* DESCRIPTION OF THE TASK
Lines with "context" in the entries below: count them and reply with the number alone.

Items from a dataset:
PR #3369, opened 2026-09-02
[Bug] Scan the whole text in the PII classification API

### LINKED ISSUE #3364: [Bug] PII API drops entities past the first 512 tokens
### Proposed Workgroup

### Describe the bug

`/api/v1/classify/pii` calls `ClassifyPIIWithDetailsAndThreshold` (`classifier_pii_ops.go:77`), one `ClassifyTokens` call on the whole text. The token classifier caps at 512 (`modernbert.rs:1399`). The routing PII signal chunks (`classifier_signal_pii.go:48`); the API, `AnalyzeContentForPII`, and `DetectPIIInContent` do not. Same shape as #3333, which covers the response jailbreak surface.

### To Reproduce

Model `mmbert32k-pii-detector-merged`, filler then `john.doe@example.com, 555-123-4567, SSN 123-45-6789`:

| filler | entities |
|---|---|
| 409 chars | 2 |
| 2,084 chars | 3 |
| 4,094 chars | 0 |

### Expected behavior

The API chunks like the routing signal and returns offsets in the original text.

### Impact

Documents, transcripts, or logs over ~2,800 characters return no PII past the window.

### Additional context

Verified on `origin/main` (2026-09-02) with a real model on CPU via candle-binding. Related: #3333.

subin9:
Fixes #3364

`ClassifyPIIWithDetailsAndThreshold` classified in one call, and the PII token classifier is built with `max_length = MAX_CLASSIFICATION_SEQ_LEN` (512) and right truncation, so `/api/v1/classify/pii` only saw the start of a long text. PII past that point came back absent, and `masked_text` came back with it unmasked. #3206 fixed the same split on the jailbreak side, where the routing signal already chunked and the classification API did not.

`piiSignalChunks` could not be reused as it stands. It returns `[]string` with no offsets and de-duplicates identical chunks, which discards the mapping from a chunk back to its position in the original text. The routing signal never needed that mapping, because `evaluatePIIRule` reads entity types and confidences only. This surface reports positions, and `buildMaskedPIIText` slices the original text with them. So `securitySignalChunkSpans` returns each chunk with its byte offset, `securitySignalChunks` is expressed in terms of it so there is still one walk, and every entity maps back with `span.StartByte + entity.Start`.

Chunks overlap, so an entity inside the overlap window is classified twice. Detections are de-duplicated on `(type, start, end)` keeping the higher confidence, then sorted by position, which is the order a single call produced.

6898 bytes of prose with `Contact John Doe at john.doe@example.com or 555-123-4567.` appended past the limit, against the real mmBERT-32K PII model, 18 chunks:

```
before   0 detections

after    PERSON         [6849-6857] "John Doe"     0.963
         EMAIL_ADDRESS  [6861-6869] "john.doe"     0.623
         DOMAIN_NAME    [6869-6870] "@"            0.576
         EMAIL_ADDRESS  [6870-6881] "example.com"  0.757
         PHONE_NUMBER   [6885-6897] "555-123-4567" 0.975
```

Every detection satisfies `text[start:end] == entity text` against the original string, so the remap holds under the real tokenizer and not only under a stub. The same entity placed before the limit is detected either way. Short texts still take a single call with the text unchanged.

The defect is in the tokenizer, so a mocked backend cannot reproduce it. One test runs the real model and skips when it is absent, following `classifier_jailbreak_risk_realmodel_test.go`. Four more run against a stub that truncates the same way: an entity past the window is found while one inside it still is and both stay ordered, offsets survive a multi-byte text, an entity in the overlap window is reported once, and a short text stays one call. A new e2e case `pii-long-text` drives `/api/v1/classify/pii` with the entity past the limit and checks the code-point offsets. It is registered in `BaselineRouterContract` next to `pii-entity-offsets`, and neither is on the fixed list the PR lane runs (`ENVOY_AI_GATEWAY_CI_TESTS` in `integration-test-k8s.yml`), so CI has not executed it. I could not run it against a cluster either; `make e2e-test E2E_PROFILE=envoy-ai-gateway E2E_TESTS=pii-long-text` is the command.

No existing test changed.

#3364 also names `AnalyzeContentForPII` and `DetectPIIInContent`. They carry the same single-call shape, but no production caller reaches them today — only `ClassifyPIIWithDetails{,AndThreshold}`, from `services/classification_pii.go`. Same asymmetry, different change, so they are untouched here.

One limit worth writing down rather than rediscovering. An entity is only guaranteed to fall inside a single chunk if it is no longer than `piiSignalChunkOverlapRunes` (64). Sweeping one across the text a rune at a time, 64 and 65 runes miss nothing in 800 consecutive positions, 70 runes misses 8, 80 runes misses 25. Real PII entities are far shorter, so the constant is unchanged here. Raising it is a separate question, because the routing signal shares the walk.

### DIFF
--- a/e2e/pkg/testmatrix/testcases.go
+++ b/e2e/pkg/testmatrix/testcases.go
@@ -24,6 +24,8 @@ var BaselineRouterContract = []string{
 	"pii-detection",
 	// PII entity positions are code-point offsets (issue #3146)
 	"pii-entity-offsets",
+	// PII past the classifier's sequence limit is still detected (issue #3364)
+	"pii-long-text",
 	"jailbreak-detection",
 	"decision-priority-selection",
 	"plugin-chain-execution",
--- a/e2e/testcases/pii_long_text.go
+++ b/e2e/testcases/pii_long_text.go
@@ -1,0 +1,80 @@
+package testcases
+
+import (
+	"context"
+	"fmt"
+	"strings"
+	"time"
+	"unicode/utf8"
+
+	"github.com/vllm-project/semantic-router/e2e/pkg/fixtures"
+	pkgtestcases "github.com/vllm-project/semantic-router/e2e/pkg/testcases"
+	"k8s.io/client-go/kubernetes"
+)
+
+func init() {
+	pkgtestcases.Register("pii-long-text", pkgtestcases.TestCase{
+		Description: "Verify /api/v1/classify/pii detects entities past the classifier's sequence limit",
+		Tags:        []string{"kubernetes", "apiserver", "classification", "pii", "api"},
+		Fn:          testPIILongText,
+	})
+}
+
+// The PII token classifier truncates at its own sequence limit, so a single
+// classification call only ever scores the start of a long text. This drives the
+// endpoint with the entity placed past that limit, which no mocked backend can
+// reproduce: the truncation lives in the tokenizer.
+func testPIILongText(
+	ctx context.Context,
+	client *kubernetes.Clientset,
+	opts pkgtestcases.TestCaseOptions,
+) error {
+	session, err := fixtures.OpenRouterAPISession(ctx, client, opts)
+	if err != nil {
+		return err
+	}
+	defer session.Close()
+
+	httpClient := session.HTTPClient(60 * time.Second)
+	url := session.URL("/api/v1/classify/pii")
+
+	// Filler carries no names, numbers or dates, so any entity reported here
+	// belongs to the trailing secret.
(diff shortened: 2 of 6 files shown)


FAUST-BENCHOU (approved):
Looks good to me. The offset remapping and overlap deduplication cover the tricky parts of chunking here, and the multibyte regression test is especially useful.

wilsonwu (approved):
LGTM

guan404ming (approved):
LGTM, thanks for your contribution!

* OUTPUT FOR THIS EXERCISE
3